* **THE TASK**:
Review the material line by line. Identify and copy every line that contains the string "making".

* **EXERCISE DATA**:

---------------

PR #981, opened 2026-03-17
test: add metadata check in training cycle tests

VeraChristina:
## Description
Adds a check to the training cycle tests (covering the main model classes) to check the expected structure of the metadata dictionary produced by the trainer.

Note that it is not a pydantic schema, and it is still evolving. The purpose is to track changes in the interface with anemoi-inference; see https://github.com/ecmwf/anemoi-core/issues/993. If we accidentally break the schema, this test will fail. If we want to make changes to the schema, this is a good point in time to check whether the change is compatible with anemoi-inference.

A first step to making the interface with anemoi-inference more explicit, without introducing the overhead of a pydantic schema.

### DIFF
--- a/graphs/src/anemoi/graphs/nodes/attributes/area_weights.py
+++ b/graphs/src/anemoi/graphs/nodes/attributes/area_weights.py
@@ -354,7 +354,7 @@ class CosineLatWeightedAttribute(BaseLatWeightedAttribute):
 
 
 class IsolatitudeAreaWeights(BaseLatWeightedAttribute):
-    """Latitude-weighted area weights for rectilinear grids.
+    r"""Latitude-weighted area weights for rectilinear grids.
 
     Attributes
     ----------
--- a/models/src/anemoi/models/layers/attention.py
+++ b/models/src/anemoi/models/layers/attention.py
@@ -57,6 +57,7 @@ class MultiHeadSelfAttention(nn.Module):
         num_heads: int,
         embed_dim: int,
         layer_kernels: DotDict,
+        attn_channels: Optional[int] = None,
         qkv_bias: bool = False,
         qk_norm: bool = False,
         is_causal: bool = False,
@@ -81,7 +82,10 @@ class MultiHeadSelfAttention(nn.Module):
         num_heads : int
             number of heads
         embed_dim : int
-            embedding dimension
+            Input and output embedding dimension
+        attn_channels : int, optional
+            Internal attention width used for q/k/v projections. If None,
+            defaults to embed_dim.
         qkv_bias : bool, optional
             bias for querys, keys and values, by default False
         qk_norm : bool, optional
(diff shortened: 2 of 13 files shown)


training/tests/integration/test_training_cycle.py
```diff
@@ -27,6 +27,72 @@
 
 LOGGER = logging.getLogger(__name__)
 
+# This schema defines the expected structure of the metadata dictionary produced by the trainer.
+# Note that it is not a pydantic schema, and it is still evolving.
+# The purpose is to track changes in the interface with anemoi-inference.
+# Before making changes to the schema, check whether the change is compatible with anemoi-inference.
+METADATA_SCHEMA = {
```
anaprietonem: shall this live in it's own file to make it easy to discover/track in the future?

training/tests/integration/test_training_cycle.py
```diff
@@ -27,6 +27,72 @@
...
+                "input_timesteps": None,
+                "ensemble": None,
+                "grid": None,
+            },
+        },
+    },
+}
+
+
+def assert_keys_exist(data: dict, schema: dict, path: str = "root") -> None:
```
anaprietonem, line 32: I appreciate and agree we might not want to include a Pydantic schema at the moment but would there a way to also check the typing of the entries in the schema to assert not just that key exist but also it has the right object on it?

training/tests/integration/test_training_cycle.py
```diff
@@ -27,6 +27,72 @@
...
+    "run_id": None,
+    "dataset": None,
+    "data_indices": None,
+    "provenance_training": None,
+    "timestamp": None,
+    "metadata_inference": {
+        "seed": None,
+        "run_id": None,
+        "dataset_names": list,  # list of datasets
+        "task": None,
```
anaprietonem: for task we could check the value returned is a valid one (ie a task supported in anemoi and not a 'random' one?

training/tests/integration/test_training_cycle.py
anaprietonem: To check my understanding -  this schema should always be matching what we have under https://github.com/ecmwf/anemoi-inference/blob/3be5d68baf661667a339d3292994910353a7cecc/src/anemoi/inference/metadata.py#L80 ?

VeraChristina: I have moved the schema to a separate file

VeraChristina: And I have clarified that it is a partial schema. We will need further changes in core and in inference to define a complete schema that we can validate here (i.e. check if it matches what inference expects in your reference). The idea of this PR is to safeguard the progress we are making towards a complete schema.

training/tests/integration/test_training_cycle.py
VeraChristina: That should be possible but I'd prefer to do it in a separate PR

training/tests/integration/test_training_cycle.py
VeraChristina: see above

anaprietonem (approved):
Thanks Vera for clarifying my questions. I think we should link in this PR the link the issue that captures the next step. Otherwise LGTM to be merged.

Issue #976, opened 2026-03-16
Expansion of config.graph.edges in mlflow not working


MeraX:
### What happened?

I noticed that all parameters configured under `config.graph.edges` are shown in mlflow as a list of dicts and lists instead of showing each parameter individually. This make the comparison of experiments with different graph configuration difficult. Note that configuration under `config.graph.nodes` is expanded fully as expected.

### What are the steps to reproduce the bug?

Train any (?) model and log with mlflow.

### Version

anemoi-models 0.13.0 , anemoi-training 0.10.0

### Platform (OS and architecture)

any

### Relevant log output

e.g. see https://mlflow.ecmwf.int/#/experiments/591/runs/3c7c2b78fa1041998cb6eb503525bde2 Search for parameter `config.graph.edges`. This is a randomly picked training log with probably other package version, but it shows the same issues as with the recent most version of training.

---------------

* **THE ANSWER**:
A first step to making the interface with anemoi-inference more explicit, without introducing the overhead of a pydantic schema.
+# Before making changes to the schema, check whether the change is compatible with anemoi-inference.
VeraChristina: And I have clarified that it is a partial schema. We will need further changes in core and in inference to define a complete schema that we can validate here (i.e. check if it matches what inference expects in your reference). The idea of this PR is to safeguard the progress we are making towards a complete schema.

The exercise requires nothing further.